INSTRUCTIONS FOR THE TASK: Reproduce exactly the line with "Issue #53, opened 2019-06-05" and all the lines beneath it, stopping only at the end of the material.
======== DATASET EXCERPTS
PR #89, opened 2019-08-27
Test Automation

rayluo:
A new end-to-end test mechanism based on lab infrastructure. After several milestones, this new mechanism itself is now ready for a review.

~~TODO: Refactor some pre-existing end-to-end test cases from test_application.py into this new test_e2e.py file, so that test_application no longer incur any network call.~~ Done in commit 6ea7890. Ready for review now.

### DIFF
--- a/tests/test_e2e.py
+++ b/tests/test_e2e.py
@@ -1,6 +1,7 @@
 import logging
 import os
 import json
+import time
 
 import requests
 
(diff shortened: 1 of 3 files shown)


tests/test_e2e.py
```diff
@@ -0,0 +1,329 @@
...
+            self.id(), json.dumps(self.app.token_cache._cache, indent=4))
+        self.assertIn(
+            "access_token", result,
+            "{error}: {error_description}".format(
+                # Note: No interpolation here, cause error won't always present
+                error=result.get("error"),
+                error_description=result.get("error_description")))
+        self.assertCacheWorksForUser(result, self.config["scope"], username=None)
+
+    def test_client_secret(self):
```
abhidnya13: Can we add this one in the set of automation tests using lab api ?

rayluo: Good point! Sum up our offline conversation:

* Currently we implicitly tested the confidential client with secret scenario, by becoming a confidential client to call lab user api and lab password api
* There seems no "app api" from the lab available at this time.
* In some future effort (as a separated PR), we will eventually get there, to cover even more than confidential client with secret, such as confidential client with certificate, and Subject Name Issuer (SNI) scenario. But right now we won't let this PR to block our upcoming other feature PRs.

Issue #53, opened 2019-06-05
Support On-Behalf-Of flow


rayluo:
The following description is derived from a [description](https://github.com/AzureAD/azure-activedirectory-library-for-dotnet/issues/482#issuecomment-262798342), written by @psignoret:

---

To illustrate how this works, let's suppose you have the following:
================
RESPONSE TO THE TASK:
Issue #53, opened 2019-06-05
Support On-Behalf-Of flow


rayluo:
The following description is derived from a [description](https://github.com/AzureAD/azure-activedirectory-library-for-dotnet/issues/482#issuecomment-262798342), written by @psignoret:

---

To illustrate how this works, let's suppose you have the following:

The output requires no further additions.